- [EXERCISE PROMPT] Output every record below exactly as it appears.

★ ★ ★ ★ ★

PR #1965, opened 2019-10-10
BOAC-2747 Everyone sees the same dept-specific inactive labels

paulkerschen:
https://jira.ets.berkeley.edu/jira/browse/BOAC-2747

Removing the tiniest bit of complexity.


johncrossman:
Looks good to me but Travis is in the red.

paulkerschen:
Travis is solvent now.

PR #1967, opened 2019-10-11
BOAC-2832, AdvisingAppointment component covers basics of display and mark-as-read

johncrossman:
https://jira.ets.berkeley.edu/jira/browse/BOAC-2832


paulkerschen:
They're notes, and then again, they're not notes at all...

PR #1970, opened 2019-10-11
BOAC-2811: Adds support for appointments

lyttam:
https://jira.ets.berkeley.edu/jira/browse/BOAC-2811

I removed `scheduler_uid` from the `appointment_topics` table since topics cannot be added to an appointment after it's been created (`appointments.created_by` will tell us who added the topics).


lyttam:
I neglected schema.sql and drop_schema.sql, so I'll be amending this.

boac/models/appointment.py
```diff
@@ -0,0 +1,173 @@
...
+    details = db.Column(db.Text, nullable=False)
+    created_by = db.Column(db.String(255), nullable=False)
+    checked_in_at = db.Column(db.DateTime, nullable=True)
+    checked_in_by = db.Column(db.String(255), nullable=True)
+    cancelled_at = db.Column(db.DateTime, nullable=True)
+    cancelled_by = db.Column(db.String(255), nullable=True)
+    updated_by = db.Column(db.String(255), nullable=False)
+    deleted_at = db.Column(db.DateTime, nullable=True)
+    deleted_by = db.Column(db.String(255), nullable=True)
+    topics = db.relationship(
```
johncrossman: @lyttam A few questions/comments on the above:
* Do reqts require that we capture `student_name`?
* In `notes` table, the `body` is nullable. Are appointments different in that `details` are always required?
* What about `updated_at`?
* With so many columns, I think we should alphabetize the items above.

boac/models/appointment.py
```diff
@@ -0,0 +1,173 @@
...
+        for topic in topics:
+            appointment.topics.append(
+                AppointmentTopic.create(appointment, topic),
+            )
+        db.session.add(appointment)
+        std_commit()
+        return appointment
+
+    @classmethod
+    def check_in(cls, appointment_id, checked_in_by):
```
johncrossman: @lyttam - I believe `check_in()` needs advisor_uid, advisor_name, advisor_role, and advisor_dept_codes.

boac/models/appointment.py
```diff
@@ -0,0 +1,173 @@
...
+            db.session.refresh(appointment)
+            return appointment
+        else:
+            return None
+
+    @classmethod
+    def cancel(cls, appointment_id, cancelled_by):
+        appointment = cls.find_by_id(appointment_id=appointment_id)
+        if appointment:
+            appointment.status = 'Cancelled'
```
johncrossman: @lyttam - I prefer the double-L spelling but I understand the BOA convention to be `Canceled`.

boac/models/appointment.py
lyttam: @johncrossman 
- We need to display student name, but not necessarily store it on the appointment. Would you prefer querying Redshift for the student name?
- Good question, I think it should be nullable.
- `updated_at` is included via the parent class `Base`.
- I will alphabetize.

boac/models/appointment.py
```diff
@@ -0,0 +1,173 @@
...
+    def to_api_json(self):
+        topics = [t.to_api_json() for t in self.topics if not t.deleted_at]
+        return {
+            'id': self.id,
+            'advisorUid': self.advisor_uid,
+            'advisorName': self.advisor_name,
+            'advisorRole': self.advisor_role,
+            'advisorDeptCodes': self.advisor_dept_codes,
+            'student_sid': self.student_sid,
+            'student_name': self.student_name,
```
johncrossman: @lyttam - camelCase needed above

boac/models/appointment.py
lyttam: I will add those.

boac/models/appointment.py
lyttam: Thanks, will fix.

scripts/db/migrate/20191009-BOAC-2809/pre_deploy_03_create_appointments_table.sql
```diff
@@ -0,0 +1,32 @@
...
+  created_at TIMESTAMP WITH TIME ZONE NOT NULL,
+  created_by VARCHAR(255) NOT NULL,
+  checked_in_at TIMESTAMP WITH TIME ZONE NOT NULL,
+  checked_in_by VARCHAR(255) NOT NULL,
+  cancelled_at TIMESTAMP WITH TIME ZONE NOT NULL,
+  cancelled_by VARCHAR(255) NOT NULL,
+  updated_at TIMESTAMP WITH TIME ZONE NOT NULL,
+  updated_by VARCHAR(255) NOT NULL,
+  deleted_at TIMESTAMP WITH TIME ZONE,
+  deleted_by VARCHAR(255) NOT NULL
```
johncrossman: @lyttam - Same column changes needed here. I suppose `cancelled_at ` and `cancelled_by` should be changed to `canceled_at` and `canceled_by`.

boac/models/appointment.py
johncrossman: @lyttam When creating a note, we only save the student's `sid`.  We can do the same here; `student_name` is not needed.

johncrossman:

★ ★ ★ ★ ★

- [SOLUTION TO THIS EXERCISE]
PR #1965, opened 2019-10-10
BOAC-2747 Everyone sees the same dept-specific inactive labels

paulkerschen:
https://jira.ets.berkeley.edu/jira/browse/BOAC-2747

Removing the tiniest bit of complexity.


johncrossman:
Looks good to me but Travis is in the red.

paulkerschen:
Travis is solvent now.

PR #1967, opened 2019-10-11
BOAC-2832, AdvisingAppointment component covers basics of display and mark-as-read

johncrossman:
https://jira.ets.berkeley.edu/jira/browse/BOAC-2832


paulkerschen:
They're notes, and then again, they're not notes at all...

PR #1970, opened 2019-10-11
BOAC-2811: Adds support for appointments

lyttam:
https://jira.ets.berkeley.edu/jira/browse/BOAC-2811

I removed `scheduler_uid` from the `appointment_topics` table since topics cannot be added to an appointment after it's been created (`appointments.created_by` will tell us who added the topics).


lyttam:
I neglected schema.sql and drop_schema.sql, so I'll be amending this.

boac/models/appointment.py
```diff
@@ -0,0 +1,173 @@
...
+    details = db.Column(db.Text, nullable=False)
+    created_by = db.Column(db.String(255), nullable=False)
+    checked_in_at = db.Column(db.DateTime, nullable=True)
+    checked_in_by = db.Column(db.String(255), nullable=True)
+    cancelled_at = db.Column(db.DateTime, nullable=True)
+    cancelled_by = db.Column(db.String(255), nullable=True)
+    updated_by = db.Column(db.String(255), nullable=False)
+    deleted_at = db.Column(db.DateTime, nullable=True)
+    deleted_by = db.Column(db.String(255), nullable=True)
+    topics = db.relationship(
```
johncrossman: @lyttam A few questions/comments on the above:
* Do reqts require that we capture `student_name`?
* In `notes` table, the `body` is nullable. Are appointments different in that `details` are always required?
* What about `updated_at`?
* With so many columns, I think we should alphabetize the items above.

boac/models/appointment.py
```diff
@@ -0,0 +1,173 @@
...
+        for topic in topics:
+            appointment.topics.append(
+                AppointmentTopic.create(appointment, topic),
+            )
+        db.session.add(appointment)
+        std_commit()
+        return appointment
+
+    @classmethod
+    def check_in(cls, appointment_id, checked_in_by):
```
johncrossman: @lyttam - I believe `check_in()` needs advisor_uid, advisor_name, advisor_role, and advisor_dept_codes.

boac/models/appointment.py
```diff
@@ -0,0 +1,173 @@
...
+            db.session.refresh(appointment)
+            return appointment
+        else:
+            return None
+
+    @classmethod
+    def cancel(cls, appointment_id, cancelled_by):
+        appointment = cls.find_by_id(appointment_id=appointment_id)
+        if appointment:
+            appointment.status = 'Cancelled'
```
johncrossman: @lyttam - I prefer the double-L spelling but I understand the BOA convention to be `Canceled`.

boac/models/appointment.py
lyttam: @johncrossman 
- We need to display student name, but not necessarily store it on the appointment. Would you prefer querying Redshift for the student name?
- Good question, I think it should be nullable.
- `updated_at` is included via the parent class `Base`.
- I will alphabetize.

boac/models/appointment.py
```diff
@@ -0,0 +1,173 @@
...
+    def to_api_json(self):
+        topics = [t.to_api_json() for t in self.topics if not t.deleted_at]
+        return {
+            'id': self.id,
+            'advisorUid': self.advisor_uid,
+            'advisorName': self.advisor_name,
+            'advisorRole': self.advisor_role,
+            'advisorDeptCodes': self.advisor_dept_codes,
+            'student_sid': self.student_sid,
+            'student_name': self.student_name,
```
johncrossman: @lyttam - camelCase needed above

boac/models/appointment.py
lyttam: I will add those.

boac/models/appointment.py
lyttam: Thanks, will fix.

scripts/db/migrate/20191009-BOAC-2809/pre_deploy_03_create_appointments_table.sql
```diff
@@ -0,0 +1,32 @@
...
+  created_at TIMESTAMP WITH TIME ZONE NOT NULL,
+  created_by VARCHAR(255) NOT NULL,
+  checked_in_at TIMESTAMP WITH TIME ZONE NOT NULL,
+  checked_in_by VARCHAR(255) NOT NULL,
+  cancelled_at TIMESTAMP WITH TIME ZONE NOT NULL,
+  cancelled_by VARCHAR(255) NOT NULL,
+  updated_at TIMESTAMP WITH TIME ZONE NOT NULL,
+  updated_by VARCHAR(255) NOT NULL,
+  deleted_at TIMESTAMP WITH TIME ZONE,
+  deleted_by VARCHAR(255) NOT NULL
```
johncrossman: @lyttam - Same column changes needed here. I suppose `cancelled_at ` and `cancelled_by` should be changed to `canceled_at` and `canceled_by`.

boac/models/appointment.py
johncrossman: @lyttam When creating a note, we only save the student's `sid`.  We can do the same here; `student_name` is not needed.

johncrossman:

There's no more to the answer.